WHAT IS BEING ASKED:
Please repeat, unchanged, the lines at the top of the listing below, ending with the one that has "upper_bound. Those algorithms".

─── TASK INPUT

PR #3863, opened 2023-04-21
Move KernelTimer.H to ablastr/parallelization

lucafedeli88:
This PR moves `KernelTimer.H` from `Parallelization` to `ablastr\parallelization`. The file is adapted so that there is no dependency on `WarpX`. This requires to move the check 
```
#   ifndef WARPX_USE_GPUCLOCK
        WARPX_ALWAYS_ASSERT_WITH_MESSAGE(WarpX::load_balance_costs_update_algo!=LoadBalanceCostsUpdateAlgo::GpuClock,
            "`algo.load_balance_costs_update = gpuclock` requires to compile with `-DWarpX_GPUCLOCK=ON`.");
#   endif // !WARPX_USE_GPUCLOCK
```
 to `WarpX.H`, where the parameter `load_balance_costs_update_algo` is read 
 
 
 On a second though, should we maybe place this function into `ablastr/utils/timer` instead ?


ax3l (approved):
LGTM, thank you :)

PR #3404, opened 2022-09-16
Partial refactoring of the utils directory

lucafedeli88:
This PR is an attempt to a partial refactor of th Utils directory, which has become a bit "messy" ;-) .

In particular:

- I have created a subfolder "Algorithms", where I put the algorithms is_in (which I have improved), linear_interpolation (bilinear and trilinear as well), and
upper_bound. Those algorithms are inside a namespace called utils::algorithms

- I have created a subfolder "Physics", where I put stuff related to ionization tables. Those functions are inside the namespace utils::physics

- I have created the subfolder "Strings", where I put the split function and the automatic_text_wrap function

- I have created the subfolder "Parser", where I put the interval parser and the utility functions related to the amrex::Parser. These functions are inside the utils::parser namespace.

All the other changes in the code are a consequence of these changes.

PR #3864, opened 2023-04-21
Move StringUtils.H to ablastr

lucafedeli88:
This PR moves `StringUtils.H` to ablastr, as suggested some time ago by @ax3l  (https://github.com/ECP-WarpX/WarpX/pull/3404 ).
It also removes some code duplication.


ax3l (approved):
Thank you, this is great!

PR #3865, opened 2023-04-21
Docs: use bibtex citations in collisions theory section

roelof-groenewald:
Switch references in the Collisions theory section of the docs to use bibtex instead of hyperlinks.


ax3l (approved):
Thanks!!

EZoni (commented):
Thank you, @roelof-groenewald! I tried compiling the docs in this branch and I see that the references show up in the text, say as "bla bla [36]", but I think the actual bibliography item shows up in the Introduction page rather than the Collisions page, maybe because of the fact that the BibTeX entries are added to one single file.

I think you might need to add the line `.. bibliography::` at the end of the file `collisions.rst`. After this, we might need to check whether the new bibliography entries show up only in the Collisions page or if they show up both here and in the Introduction page, in which case we might want to find a way to hide them from the page where they are not used (either using separate `bib` files or in some other way that I'm not aware of at the moment).

roelof-groenewald:
> I think you might need to add the line `.. bibliography::` at the end of the file `collisions.rst`. After this, we might need to check whether the new bibliography entries show up only in the Collisions page or if they show up both here and in the Introduction page...

@EZoni thanks for the review! I noticed also with the citations for the hybrid-PIC algo that they all showed up on the `Introduction` page. The last commit solves that problem by only citing references with the `b-` key prefix. This I think would be a fine solution - every page will just have it's own prefix. The question is whether we want to add the `::labelprefix` part. This causes the citations to have an extra prefix i.e. they show up as " bla bla [B1]", and same in the bibliography:

image

Without the `::labelprefix` sphinx gives warnings that multiple references are cited as "[1]" and "[2]", etc. But the links work fine, so if we could just suppress the warning, neglecting the `::labelprefix` would be my preference.

EZoni:
Thanks @roelof-groenewald! It would be also my preference to avoid `::labelprefix`. I think we can remove it for now, and we can search for a way to suppress the multiple references warning later on, if that's OK with you.

Docs/source/theory/collisions.rst
```diff
@@ -89,3 +92,7 @@ The impact of incorporating relativistic effects in the MCC routine can be seen
 .. figure:: https://user-images.githubusercontent.com/40245517/170900079-74e505a5-2790-44f5-ac84-5847eda954e6.png
    :alt: Classical v relativistic MCC
    :width: 96%
+
+.. bibliography::
+    :labelprefix: B
```
roelof-groenewald:
```suggestion
```

EZoni (approved):

ax3l:
We currently only build a HTML page.
If we wanted to later on build a LaTeX document again, then `::labelprefix` references, e.g., per chapter could be more scalable. Realistically, it might be that far down the line / something we will not bother doing.

PR #3866, opened 2023-04-23
Documentation For Using NCU

kaplannp:
Adds documentation for Nsight Compute tool on Perlmutter in developers/workflows/profiling\ the\ code


Docs/source/developers/profiling.rst
```diff
@@ -208,3 +212,80 @@ In these examples, the individual lines for recording a trace profile are:
...
+`Vendor homepage <https://developer.nvidia.com/nsight-compute>`__ and `product manual <https://docs.nvidia.com/nsight-compute/>`__.
+
+Nsight-Compute captures fine grained information at the kernel level
+concerning resource utilization. It collects a lot of data, and runs slowly (can
+be a few minutes per step), but provides detailed information about occupancy,
+and memory bandwidth for a kernel.
+
+
+Example
+""""""""""""""""""
```
ax3l: rst is a bit picky about those alignments:
```suggestion
Example
"""""""
```

Docs/source/developers/profiling.rst
```diff
@@ -208,3 +212,80 @@ In these examples, the individual lines for recording a trace profile are:
...
 This can be done on another system than the one that recorded the traces.
 For example, if you record on a cluster and open the analysis GUI on your laptop, it is recommended to make sure that versions of Nsight-Systems match on the remote and local system.
+
+Nvidia Nsight-Compute
+---------------------
+
+`Vendor homepage <https://developer.nvidia.com/nsight-compute>`__ and `product manual <https://docs.nvidia.com/nsight-compute/>`__.
+
+Nsight-Compute captures fine grained information at the kernel level
+concerning resource utilization. It collects a lot of data, and runs slowly (can
```
ax3l: Just FYI: Slowlyness depends on the stats and number of stats to collect.
What makes it slow is that for complicated stats, it has to run multiple times the same kernel. To achieve that, it does swap the whole GPU memory in and out. Wild, isn't it.

Docs/source/developers/profiling.rst
```diff
@@ -208,3 +212,80 @@ In these examples, the individual lines for recording a trace profile are:
...
+    single process can take a few minutes for every step, but since we're
+    profiling at the kernel level, a single step of a single process is often
+    enough to extract relevant information.
+
+Details
+"""""""
+In the example above, the individual lines for recording a trace profile are:
+
+* ``dcgmi profile --pause`` other profiling tools can't be collecting data,
+  `see this Q&A <https://forums.developer.nvidia.com/t/profiling-failed-because-a-driver-resource-was-unavailable/205435>`_.
```
ax3l: Anonymous link might be better here
```suggestion
  `see this Q&A <https://forums.developer.nvidia.com/t/profiling-failed-because-a-driver-resource-was-unavailable/205435>`__.
```

ax3l (commented):
Thanks a lot for this!

I thought we added this last summer but it slipped.

Docs/source/developers/profiling.rst
kaplannp: Very nifty, and I guess the cache state doesn't matter cause they'll have to flush it anyways.
I added this to the note in the docs. Maybe it'll help people who are trying to run more steps.

ax3l (approved):
:+1:

Issue #3870, opened 2023-04-24
Managed Memory Leftovers: MR Init, QED, Ionization


RemiLehe:
The field ionization module seems to be failing on GPU when managed memory is turned off. (which is now the default in WarpX)

For instance, running our ionization test on GPU now fails on Perlmutter with `SegFault` in `doFieldIonization`:
https://github.com/ECP-WarpX/WarpX/blob/development/Examples/Tests/ionization/inputs_2d_rt
but runs correctly if one adds `amrex.the_arena_is_managed=1` in the inputs.

ax3l:
After looking at the logic, I think this affects QED, too.
Tested with `../../Examples/Tests/qed/quantum_synchrotron/inputs_2d`
CC @lucafedeli88 

Both use the same logic for creating new particles cc @atmyers 
https://github.com/ECP-WarpX/WarpX/blob/03bfb024201da4e01a3bf3a2bba3a80dba0cb554/Source/Particles/MultiParticleContainer.cpp#L889-L924

I see some page faults that are mitigated by managed memory with nsys, first DtoH and then also HtoD. Possible that the particle tiles of the source are device tiles, accessed without a copy from host, and that the dst tile is not actively copied back to device.

ax3l:
#3825 is not yet released, removing respective tag.

Ionization fixed #3874 
QED fix incoming via #3873

ax3l:
`Examples/Physics_applications/laser_acceleration/inputs_2d` fails due to managed memory usage in `WarpX::BuildBufferMasksInBox` for all MR setups.
https://github.com/ECP-WarpX/WarpX/blob/03bfb024201da4e01a3bf3a2bba3a80dba0cb554/Source/WarpX.cpp#L2863-L2918

It's consequently also very slow. To fix, we need an update using `ParallelFor` on the right box extents.

cc @WeiqunZhang @EZoni

ax3l:
With #3880 merged, we have all known issues fixed again :)

Thanks everyone that reported, tested & helped! 🤝

PR #3873, opened 2023-04-26
Fix missing GPU synchronization when QED lookup tables are loaded or generated

lucafedeli88:
~This PR adds a thin wrapper around `amrex::Gpu::DeviceVector`, in order to allow PICSAR to call  `amrex::Gpu::synchronize()` when required during the loading or the generation of the QED lookup tables.~
This is part of what is required to make the QED module work also when managed memory is not used.
Essentially picsar-qed needs something that behaves similarly to the Device Vector with managed memory. In the past I tested picsar-qed with similar thin wrappers around Kokkos::vector<Real> (https://github.com/ECP-WarpX/picsar/blob/development/multi_physics/QED/kokkos_example/kokkos_example_commons.hpp) or thrust::device_vector<RealType> (https://github.com/ECP-WarpX/picsar/blob/development/multi_physics/QED/test_gpu/test_breit_wheeler.cu).
picsar-qed calls the `pxr_sync()` function only if the vector type implements it and at the right moment (when a data transfer to the GPU is required). `data()` is used to generate a non-owning vector pointing to the data on the device and suitable to be used in GPU kernels.

Related to #3870

Follow-up to #3825


Source/Particles/ElementaryProcess/QEDInternals/QedWrapperCommons.H
```diff
@@ -36,4 +40,38 @@
...
+    {}
+
+    /**
+    * This function may be called in some places inside picsar_table classes.
+    * It forces a copy of the CPU data to the GPU
+    *
+    */
+    void pxr_sync()
+    {
+        amrex::Gpu::synchronize();
```
ax3l: Is stream sync sufficient?
```suggestion
        amrex::Gpu::Device::streamSynchronize();
```

Source/Particles/ElementaryProcess/QEDInternals/QedWrapperCommons.H
```diff
@@ -36,4 +40,38 @@
...
+    *
+    * @tparam Args the constructor arguments
+    */
+    template<typename... Args>
+    AmrexDeviceVectorWrapper(Args&&... args) : AGDV(std::forward<Args>(args)...)
+    {}
+
+    /**
+    * This function may be called in some places inside picsar_table classes.
+    * It forces a copy of the CPU data to the GPU
```
ax3l, line 76: The comment is a bit misleading: this just forces that async copy operations, which have to be done separately from this call according to the impl., are done.

Source/Particles/ElementaryProcess/QEDInternals/QedWrapperCommons.H
```diff
@@ -6,16 +6,19 @@
  */
 #ifndef WARPX_amrex_qed_wrapper_commons_h_
 #define WARPX_amrex_qed_wrapper_commons_h_
-
 /*
  * This header contains some common #define directives
  * used by the QED library wrappers and related
- * components.
+ * components. It also defines a thin wrapper around
```
ax3l: Not 100% sure I understand why you define a wrapper for DeviceVector - you could also define a free standing function for `amrex::Gpu::Device::streamSynchronize();` and call that?

lucafedeli88:
@ax3l , I am sorry, this PR was just a draft and it wasn't complete when you reviewed it. I should add maybe more comments, but the idea is that for picsar-qed I need something that behaves similarly to the Device Vector with managed memory. In the past I tested picsar-qed with similar thin wrappers around `Kokkos::vector<Real>` (https://github.com/ECP-WarpX/picsar/blob/development/multi_physics/QED/kokkos_example/kokkos_example_commons.hpp)  or `thrust::device_vector<RealType>` (https://github.com/ECP-WarpX/picsar/blob/development/multi_physics/QED/test_gpu/test_breit_wheeler.cu)

ax3l:
No worries :)

Don't forget to run `./Tools/Release/updatePICSAR.py` once you are done updating PICSAR, to bump the version in WarpX for this PR :)

Source/Particles/ElementaryProcess/QEDInternals/QedWrapperCommons.H
lucafedeli88: I agree. I am sorry, but the PR was not complete when you reviewed it. Now the function actually performs the copy

Source/Particles/ElementaryProcess/QEDInternals/QedWrapperCommons.H
lucafedeli88: I will change this comment. You are right.

lucafedeli88:
> ./Tools/Release/updatePICSAR.py

Actually there is no need to perform changes in PICSAR-QED (PICSAR-QED has no knowledge of AMReX). It should be enough to define a new Vector Type (based on `DeviceVector`) to be used as a building block of the QED lookup tables.

Source/Particles/ElementaryProcess/QEDInternals/QuantumSyncEngineWrapper.cpp
```diff
@@ -207,1034 +205,1031 @@ void QuantumSynchrotronEngine::init_builtin_phot_em_table()
...
--3.86979e+00_prt, -3.72360e+00_prt, -3.57740e+00_prt, -3.43121e+00_prt,
--3.28502e+00_prt, -3.13883e+00_prt, -2.99264e+00_prt, -2.84646e+00_prt,
--2.70029e+00_prt, -2.55412e+00_prt, -2.40797e+00_prt, -2.26184e+00_prt,
--2.11575e+00_prt, -1.96971e+00_prt, -1.82374e+00_prt, -1.67790e+00_prt,
--1.53224e+00_prt, -1.38687e+00_prt, -1.24192e+00_prt, -1.09763e+00_prt,
--9.54333e-01_prt, -8.12547e-01_prt, -6.73013e-01_prt, -5.36770e-01_prt,
--4.05101e-01_prt, -2.79009e-01_prt, -1.56354e-01_prt, 0.00000e+00_prt};
-
-    amrex::Gpu::synchronize();
+    const auto vals = std::vector<amrex::ParticleReal>{
```
ax3l, line 208: That diff, ahhh xD why 😅

ax3l (approved):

──────

SOLUTION TO THIS EXERCISE:
PR #3863, opened 2023-04-21
Move KernelTimer.H to ablastr/parallelization

lucafedeli88:
This PR moves `KernelTimer.H` from `Parallelization` to `ablastr\parallelization`. The file is adapted so that there is no dependency on `WarpX`. This requires to move the check 
```
#   ifndef WARPX_USE_GPUCLOCK
        WARPX_ALWAYS_ASSERT_WITH_MESSAGE(WarpX::load_balance_costs_update_algo!=LoadBalanceCostsUpdateAlgo::GpuClock,
            "`algo.load_balance_costs_update = gpuclock` requires to compile with `-DWarpX_GPUCLOCK=ON`.");
#   endif // !WARPX_USE_GPUCLOCK
```
 to `WarpX.H`, where the parameter `load_balance_costs_update_algo` is read 
 
 
 On a second though, should we maybe place this function into `ablastr/utils/timer` instead ?


ax3l (approved):
LGTM, thank you :)

PR #3404, opened 2022-09-16
Partial refactoring of the utils directory

lucafedeli88:
This PR is an attempt to a partial refactor of th Utils directory, which has become a bit "messy" ;-) .

In particular:

- I have created a subfolder "Algorithms", where I put the algorithms is_in (which I have improved), linear_interpolation (bilinear and trilinear as well), and
upper_bound. Those algorithms are inside a namespace called utils::algorithms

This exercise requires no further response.